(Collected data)
PR #2833, opened 2025-09-29
Validate frontmatter via frontmatter-validator

marians:

Changes CI and Makefile to use https://github.com/giantswarm/frontmatter-validator for validating frontmatter, so that we have little duplication between docs and intranet.


lyind (approved):
LGTM

PR #2835, opened 2025-09-30
Use frontmatter-validator 0.2.0 with configuration system

marians:
frontmatter-validator 0.2.0 is more flexible, to be usable in docs and intranet.

This PR upgrades and adds the configuration for the two validation modes we need.


pipo02mix (approved):
nice

lyind (approved):
Very nice. I was thinking about such directory specific rules before but rejected the notion due to added complexity.

However, it looks like it should work.

PR #3178, opened 2026-06-17
feat: improving agent skills for style refinement

marians:
This PR

- Adds a new skill to find articles that need style improvements. It focuses on things that can be detected programmatically, like overly long text paragraphs, or headlines not using sentence case.
- Fixes a few skill details
- Improves the `improve-style` skill to fix more aspects, like wrapping too long shell commands.
- Fixes a CSS issue to enable line wraps for inline code spans


pipo02mix (approved):
nice

PR #3208, opened 2026-06-23
docs: restructure observability configuration section

marians:

First step in cleaning up section list pages (`_index.md`) that carry body content, which violates the convention in `AGENTS.md` that list pages should be frontmatter-only.

This PR restructures `/overview/observability/configuration/`:

- **Moves the configuration overview content** out of the `_index.md` list page into a dedicated `introduction/` page (`linkTitle: Introduction`, sorted first). The `_index.md` is now frontmatter-only.
- **Flattens the Grafana organization page** up one level, from `configuration/multi-tenancy/creating-grafana-organization/` to `configuration/creating-grafana-organization/`. An alias preserves the old URL.
- Because `multi-tenancy/` lost its only child, it's no longer a section — its `_index.md` becomes a leaf `index.md` (URL unchanged), so its body content no longer violates the list-page rule.
- Renames the subheading **"Creating a Grafana organization" → "Creating a GrafanaOrganization resource"**.
- Updates all 10 internal links repo-wide to the moved page.

**Resulting URLs**

- `/overview/observability/configuration/introduction/`
- `/overview/observability/configuration/multi-tenancy/`
- `/overview/observability/configuration/creating-grafana-organization/` (old URL aliased)

Verified with a local `hugo` build — no broken-ref warnings.

- [x] Internal links updated and build passes
- [ ] `last_review_date` left as-is since the prose itself is unchanged (only relocated)


src/content/overview/observability/configuration/introduction/index.md
```diff
@@ -0,0 +1,166 @@
+---
```
TheoBrigitte, line 1: This is a duplicate from the introduction/index.md I think

src/content/overview/observability/configuration/_index.md
```diff
@@ -9,157 +9,4 @@ menu:
 last_review_date: 2025-10-20
 owner:
   - https://github.com/orgs/giantswarm/teams/team-atlas
-user_questions:
```
TheoBrigitte, line 12: Please keep an alias to this location, so we do not end up with broken links.

src/content/overview/observability/configuration/introduction/index.md
marians: This _is_ `introduction/index.md`. The content is being moved from `configuration/_index.md`, as index pages are not supposed to deliver content, they're made for navigation.

src/content/overview/observability/configuration/_index.md
marians: This page is not being removed, so we don't need an alias.

TheoBrigitte: I mean this content is being moved to the `introduction/index.md`, I would prefer to have an alias to the new location, I assume that the current url is ending with `/observability/configuration` and the new one should be `/observability/configuration/introduction`.

src/content/overview/observability/configuration/introduction/index.md
TheoBrigitte: Yes my bad, sorry

src/content/overview/observability/configuration/_index.md
marians: We can't have an alias, as the old URL still exist. It's a valid navigation page.

TheoBrigitte: Ok, I am wondering where would the user land when they use a link to this page. Will they be able to find the actual introduction page ? Will this page have an index of the sub pages ?

marians: The page `/overview/observability/configuration/` will be an index page (list of child pages), where the first item in the list is the "Introduction" article.

TheoBrigitte: Ok that's fine with me then.

TheoBrigitte (approved):

PR #3220, opened 2026-06-25
feat: tag all pages with diataxis_content_type

marians:

Makes our docs Diátaxis-aware: every product article carries a `diataxis_content_type` frontmatter field (the [Diátaxis](https://diataxis.fr/) quadrant — `tutorial`, `how-to-guide`, `reference`, or `explanation`), and CI enforces it.

**Backfill**
- **203 articles tagged** across `overview/`, `getting-started/`, `tutorials/`, `reference/`, from a full assessment of the corpus (each page read and classified, mixed/borderline pages double-checked).
- The CRD and Helm-chart reference **generators** (`crd.template`, `chart.template`) now emit `diataxis_content_type: reference`, so regenerated pages keep the field.

**Enforcement** (now that `frontmatter-validator` v0.7.0 is released)
- Bumped `frontmatter-validator` to **v0.7.0** in both the pre-commit hook and the CI install step (`validate.yaml`).
- Enabled `NO_DIATAXIS_CONTENT_TYPE` (required on articles, skipped for `_index.md` list pages) and `INVALID_DIATAXIS_CONTENT_TYPE` (value must be a valid quadrant) in `config-default.yaml`.
- Relaxed `NO_DIATAXIS_CONTENT_TYPE` for sections outside the Diátaxis scope (`changes`, `meta`, `search`, `support`, `vintage`) and for `.claude` skill files. `INVALID_DIATAXIS_CONTENT_TYPE` stays on everywhere (it only fires on a bad value).

### Notes for reviewers

- Verified with the v0.7.0 binary across the **entire** `src/content`: **zero Diátaxis violations**.
- This PR touches 203 pages, so the front-matter validator surfaces ~52 **pre-existing** `REVIEW_TOO_LONG_AGO` annotations (stale review dates) on some of them. These are **not** caused by this change and are not Diátaxis issues — `last_review_date` was intentionally **not** bumped (mechanical change, no content review).
- Minor follow-up: local `make validate-front-matter` still pins an older image (`0.3.2`); CI uses the v0.7.0 binary via `install-binary-action`. Bump the Makefile image once a 0.7.0 image is published.
- Per-page type assignments (with rationale and mixed-page flags) are available for reviewers who want to spot-check classifications.


pipo02mix (approved):
LGTM I did not check all but the ones in tutorial and overview looks legit

PR #3231, opened 2026-06-26
docs: add HelmRelease pointers across pages with passing App-CR mentions

pipo02mix:
Towards https://github.com/giantswarm/giantswarm/issues/36892

Correct reference pages that point yet to App CR. Each edit adds a short note pointing readers at the HelmRelease alternative or the App management overview, without rewriting the existing content.


mproffitt (approved):
Docs review: **Approve**.

Reviewed as part of the App Platform → Flux HelmRelease documentation migration, validated locally against an integrated build of the full batch. Migration framing and technical content are sound; remaining items (Vale spelling, minor clarity nits) are non-blocking follow-ups.

PR #111, opened 2014-10-25
Fixes bug 1088743 - Make clear who may sign in

bugzPDX:
Make it clear user must sign in as a Mozillian not simply Persona.


peterbe:
See https://bugzilla.mozilla.org/show_bug.cgi?id=1088743#c12

PR #156, opened 2014-12-25
Bug#1115451- Cache invalidation for deleting pictures

anurag90x:
When a picture is deleted the get_all_pictures key is removed from the cache but any event associated with the picture has the key as get_all_pictures+event.id in the cache. That's why the reference still persists. To rectify that, before rendering the page just check whether  the result from trying to get 'get_all_pictures' is the same as the result from the 'get_all_pictures+event.id' case. If it is, wonderful else something happened (this could be that the picture was deleted or a new picture was added or both happened, one after the other. In this case always go to the db and reset the cache values).

The test is only for the case mentioned in the bug.


anurag90x:
Have you had a chance to look at this one @peterbe ?

peterbe:
Ok. Now I've had a chance to look at it. I think the test you've added is good and can stay, I don't think we should rely on fetching from the cache twice or to check if there's 0 items. 

To me, a much better solution would be to use signals. See https://github.com/mozilla/airmozilla/blob/master/airmozilla/manage/models.py#L19

What we could do there is to "guess" what the other cache key might be if what's deleted is a `Picture` and if it has an event. Eg.

```python
#UNTESTED CODE!
@receiver(models.signals.post_save, sender=Event)
@receiver(models.signals.post_save, sender=Picture)
@receiver(models.signals.post_delete, sender=Picture)
def invalidate_picture_cache(sender, instance, **kwargs):
    cache_key = '_get_all_pictures'
    cache.delete(cache_key)
    if sender is Picture and instance.event_id:
        cache_key += str(instance.event_id)
        cache.delete(cache_key)
```

The reason for using `if .... and instance.event_id:` instead of `if .... and instance.event:` is that if you do that Django will unnecessarily make another SQL query (e.g. `select * from main_event where id=:id`) and then create instance from that and attach to `instance.event`. By just referencing `instance.event_id` you're just using the ID without turning the ID into an object with that ID. 
Does that make sense?

anurag90x:
screen shot 2015-01-06 at 12 22 50 am

Ok, so basically I put in the change from the comment and did the following:

1. Went to picture gallery (from management pane) and uploaded a random picture from my desktop.
2. Went to the test event through Event manager and saw above random pic.
3. Clicked delete on the pic (still on the same page)
4. Refreshed the page.
5. Saw the above screenshot.

Basically, deleting the _get_all_pictures key isn't sufficient and since this isn't from a screencap the if condition doesnt go through. But if this general picture case is unlikely/impossible to happen, then I guess it doesn't matter.

peterbe:
I see. It is the problem. And I can reproduce it too. 
This is getting silly. I think we should entirely reverse our thinking and remove all caching entirely. 

The query is really light and it's just getting too complicated to have different cache keys and mess around. 

What do you do think @anurag90x? Shall we just close this PR, close the bug and file a new bug for making things simpler?

Also, the picture gallery isn't so frequently used that the 60 seconds cache is doing anything super useful.

anurag90x:
@peterbe I agree. I think my fix takes care of this case but it just adds to the overall confusion when reading the code. When I looked at the code, I was wondering why there would be so much caching involved for getting the pictures , with the different cache keys and all. I think just having a key for all_pictures is enough. So if the request is for no particular event (/picturegallery), use previous cache result to display the data or if it's the first time then insert into cache, and if it's for an event (/picturegallery/?event=<event_id>), then just get the relevant results from the database without involving any additional caching.

I'd be happy to fix this in a new bug. :smile:

peterbe:
We've decided to not bother.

• WHAT IS NEEDED: Give back exactly the lines above, from the line containing "to **v0.7.0** in" through the line containing "on articles, skipped", with both end lines and nothing more.

• ANSWER TO THIS PROBLEM:
- Bumped `frontmatter-validator` to **v0.7.0** in both the pre-commit hook and the CI install step (`validate.yaml`).
- Enabled `NO_DIATAXIS_CONTENT_TYPE` (required on articles, skipped for `_index.md` list pages) and `INVALID_DIATAXIS_CONTENT_TYPE` (value must be a valid quadrant) in `config-default.yaml`.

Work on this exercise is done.